A modified MySQL version is this:

3956 * 2 *
    atan2(
        sqrt(
            pow((
                sin(0.0174 * ($lat1 - $lat2)/2)
            ),2) +
        cos(0.0174  * $lat2) *
        cos(0.0174  * $lat1) *
        pow((
            sin(0.0174 * ($long1 - $long2) / 2)
        ),2)
    ) ,
    sqrt(
        1  - (
            pow((
                sin(0.0174  * ($lat1 - $lat2) / 2)
            ),2) +
            cos(0.0174  * $lat2) *
            cos(0.0174  * $lat1) *
            pow((
                sin(0.0174  * ($long1 - $long2)/2)
            ),2)
        )
    )
) AS geoCodeDistance

As you can see, pretty complex. But mainly because of the math function.

My initial problem was that the SQL query itself was taking around 10 seconds to run against 30,000+ records, so what I initially did was to move the code outside of the query and process the distance with PHP. This brought the query time down to around 3 seconds and the total process time down to around 6 seconds. This was still unacceptable. So I figured out there was a way to cut down the number of results I needed to process within the same query. I found another similar math function to trim my results. I found the latitude and longitude of my starting coordinates then calculated out a rough square shaped perimeter of the radius I was searching.

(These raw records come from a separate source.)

PR #630, opened 2020-11-12
Update receipt

hkalodner:
- Serve transaction data about buddy deployments and contract transactions
- Add `arbType` and optional `arbSubType` fields to the RPC transaction object
- Set `transactionsRoot` in block result based on transactions included in the block
- Add arbos constructor test


joshuacolvin0 (approved):
LGTM

PR #1249, opened 2021-06-07
Fix eth_getStorageAt

hkalodner:


PlasmaPower (approved):
LGTM

PlasmaPower:
There's also a hexutil.Int right? I'm not sure of the comparative advantages/disadvantages, but would it support `0x0` where Bytes may not?

joshuacolvin0 (approved):
LGTM

hkalodner:
The bug was that we were using `hexutil.Big` which is the int version, but that rejects data with leading 0s as invalid which standard tooling expects to work. This shifts us over to accepting arbitrary hex input which is what we want

PR #1264, opened 2021-06-11
Fix issues with logs cursor

joshuacolvin0:
- When reorg deleted logs, logs cursor wouldn't register that logs were deleted until some other activity happened.
- If logs were deleted between when logs retrieved and logs confirmed, deleted logs would be ignored until some other activity happened.


hkalodner (approved):
LGTM

PR #1275, opened 2021-06-14
Add gateway addresses / update arb-ts readme 

DZGoldman:


packages/arb-ts/README.md
```diff
@@ -12,8 +12,8 @@ const connectedL1Wallet = new Wallet(myPrivateKey, ethProvider)
 const connectedL2Wallet = new Wallet(myPrivateKey, arbProvider)
 
 const bridge = new Bridge(
```
fredlacs, line 14: I think we should include the new "init" bridge pattern here
https://github.com/OffchainLabs/arbitrum/blob/next/packages/arb-ts/src/lib/bridge.ts#L55-L59

fredlacs (approved):
[editted out]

When I was using the PHP method previously, I did this then ran the results through the function above to narrow down the results. If it returned a value greater than my $radius I would throw it out.
So with the assumptions of $lat2 and $long2 being my source, or where I want to search from.

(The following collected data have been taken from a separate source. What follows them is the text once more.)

PR #1289, opened 2021-06-20
DIfferent default persistent storage per chain

joshuacolvin0:
Make `~/.arbitrum/<chain name>` the default directory to store database and keys

### DIFF
--- a/packages/arb-util/configuration/configuration.go
+++ b/packages/arb-util/configuration/configuration.go
@@ -24,27 +24,19 @@ import (
 
 var logger = log.With().Caller().Stack().Str("component", "configuration").Logger()
 
-type Bridge struct {
-	Utils struct {
-		Address string `koanf:"address"`
-	} `koanf:"utils"`
-}
-
 type FeedInput struct {
 	Timeout time.Duration `koanf:"timeout"`
 	URL     string        `koanf:"url"`
 }
 
 type FeedOutput struct {
-	Addr string `koanf:"addr"`
-	HTTP struct {
-		Timeout time.Duration `koanf:"timeout"`
-	} `koanf:"http"`
-	Port    string        `koanf:"port"`
-	Ping    time.Duration `koanf:"ping"`
-	Timeout time.Duration `koanf:"timeout"`
-	Queue   int           `koanf:"queue"`
-	Workers int           `koanf:"workers"`
+	Addr          string        `koanf:"addr"`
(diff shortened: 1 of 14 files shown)


packages/arb-util/configuration/configuration.go
```diff
@@ -200,9 +205,13 @@ func Parse(ctx context.Context) (*Config, *Wallet, *ethutils.RPCEthClient, *big.
 		return nil, nil, nil, nil, errors.Wrap(err, "error getting --l1.url")
 	}
 
+	if len(l1URL) == 0 {
+		return nil, nil, nil, nil, errors.New("required parameter --l1.url is missing")
+	}
+
```
hkalodner, line 211: Do we want to support a loading everything including this from a config file?

packages/arb-util/configuration/configuration.go
```diff
@@ -261,25 +276,59 @@ func Parse(ctx context.Context) (*Config, *Wallet, *ethutils.RPCEthClient, *big.
...
-		return out, nil, nil, nil, nil
+	homeDir, err := os.UserHomeDir()
+	if err != nil {
+		return nil, nil, nil, nil, errors.Wrap(err, "Unable to read users home directory")
 	}
 
-	if len(out.Persistent.Database.Path) == 0 {
-		out.Persistent.Database.Path = path.Join(out.Persistent.Storage.Path, "arbStorage")
+	// Make persistent storage directory relative to home directory if not already absolute
+	out.Persistent.Storage.Path = path.Join(homeDir, out.Persistent.Storage.Path)
```
hkalodner, line 285: Doesn't this force the path to always be in the home directory? I'm on board with using `~/.arbitrum` as a default, but I don't think we want to only support relative paths to the home dir since that seems unnecessarily restrictive

hkalodner (changes requested):
I think the fallback behavior of machine path vs url overrides my comment about unifying those in the previous PR

packages/arb-util/configuration/configuration.go
joshuacolvin0: yup, loading everything from config file is supported

packages/arb-util/configuration/configuration.go
joshuacolvin0: I mistakenly assumed path.Join would do the right thing.  Updated to allow absolute paths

$lat_range = $radius / 69.172;
$lon_range = abs($radius / (cos($lat) * 69.172));
$min_lat = number_format($lat2 - $lat_range, "6",  ".", "");
$max_lat = number_format($lat2 + $lat_range, "6",  ".", "");
$min_lon = number_format($long2 - $lon_range, "6",  ".", "");
$max_lon = number_format($long2 + $lon_range, "6",  ".", "");

Then add this to the sql query

$sql .= " (geoLatitude BETWEEN '$min_lat' AND '$max_lat' AND  geoLongitude BETWEEN '$min_lon' AND '$max_lon')";

What I eventually settled on was a mixture of the two. By running the first query in the select then placing

$sql .= " HAVING geoCodeDistance <=  ".$radius."";

At the end of the query, I could limit the number of results that were looked at in the select. It now takes under 1 second to run the whole thing. Much, much better result.

So with a table such as

CREATE TABLE `MyTable` (
    `geoLongitude` FLOAT(9,6),
    `geoLatitude` FLOAT(9,6)
) TYPE=MyISAM ;

I end up with a query similar to this

SELECT *,
3956 * 2 * atan2(
            sqrt(
                pow((
                    sin(0.0174 * ($lat1 - $lat2)/2)
                ),2) +
                cos(0.0174  * $lat2) *
                cos(0.0174  * $lat1) *
                pow((
                    sin(0.0174 * ($long1 - $long2) / 2)
                ),2)
            ) ,
            sqrt(
                1  - (
                    pow((
                        sin(0.0174  * ($lat1 - $lat2) / 2)
                    ),2) +
                    cos(0.0174  * $lat2) *
                    cos(0.0174  * $lat1) *
                    pow((
                        sin(0.0174  * ($long1 - $long2)/2)
                    ),2)
                )
            )
) AS geoCodeDistance
FROM MyTable
WHERE (geoLatitude BETWEEN '$min_lat' AND '$max_lat' 
    AND geoLongitude BETWEEN '$min_lon' AND '$max_lon')
HAVING geoCodeDistance <= 50
ORDER BY geoCodeDistance

As far as finding the latitude and longitude, there are a plethora of free resources out there to help you with that. Yahoo has released their API for geocoding as well as mapping. Hopefully Google won’t be far behind with an API for geocoding. Although the Yahoo one is excellent, and allows for quite a large number of queries to their server. You can find more info at http://developer.yahoo.net/maps/rest/V1/geocode.html

I wish I had all the links to the pages where I found some of this information, but I don’t. I Hope this helps someone out there.